• _WHAT THE EXERCISE ASKS_: Would you repeat every line below exactly, please?

[Collected data entries]
PR #940, opened 2022-11-29
Extract Bundle and SaveStateHandle logic to BundleHandler

jreij:
## Description
We use `var`s with getters and setters that access `savedStateHandle` in order to persist values in bundles.

This solution uses an implementation of `ReadWriteProperty` to delegate reading and writing to the `savedStateHandle` to a custom class.

## Checklist 

COAND-682

### DIFF
--- a/3ds2/src/main/java/com/adyen/checkout/adyen3ds2/DefaultAdyen3DS2Delegate.kt
+++ b/3ds2/src/main/java/com/adyen/checkout/adyen3ds2/DefaultAdyen3DS2Delegate.kt
@@ -23,6 +23,8 @@ import com.adyen.checkout.adyen3ds2.repository.SubmitFingerprintResult
 import com.adyen.checkout.components.ActionComponentData
 import com.adyen.checkout.components.ActionComponentEvent
 import com.adyen.checkout.components.base.GenericComponentParams
+import com.adyen.checkout.components.bundle.SavedStateHandleContainer
+import com.adyen.checkout.components.bundle.SavedStateHandleProperty
 import com.adyen.checkout.components.channel.bufferedChannel
 import com.adyen.checkout.components.encoding.Base64Encoder
 import com.adyen.checkout.components.handler.RedirectHandler
@@ -67,7 +69,7 @@ import org.json.JSONObject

• _TASK SOLUTION_:
PR #940, opened 2022-11-29
Extract Bundle and SaveStateHandle logic to BundleHandler

jreij:
## Description
We use `var`s with getters and setters that access `savedStateHandle` in order to persist values in bundles.

This solution uses an implementation of `ReadWriteProperty` to delegate reading and writing to the `savedStateHandle` to a custom class.

## Checklist 

COAND-682

### DIFF
--- a/3ds2/src/main/java/com/adyen/checkout/adyen3ds2/DefaultAdyen3DS2Delegate.kt
+++ b/3ds2/src/main/java/com/adyen/checkout/adyen3ds2/DefaultAdyen3DS2Delegate.kt
@@ -23,6 +23,8 @@ import com.adyen.checkout.adyen3ds2.repository.SubmitFingerprintResult
 import com.adyen.checkout.components.ActionComponentData
 import com.adyen.checkout.components.ActionComponentEvent
 import com.adyen.checkout.components.base.GenericComponentParams
+import com.adyen.checkout.components.bundle.SavedStateHandleContainer
+import com.adyen.checkout.components.bundle.SavedStateHandleProperty
 import com.adyen.checkout.components.channel.bufferedChannel
 import com.adyen.checkout.components.encoding.Base64Encoder
 import com.adyen.checkout.components.handler.RedirectHandler
@@ -67,7 +69,7 @@ import org.json.JSONObject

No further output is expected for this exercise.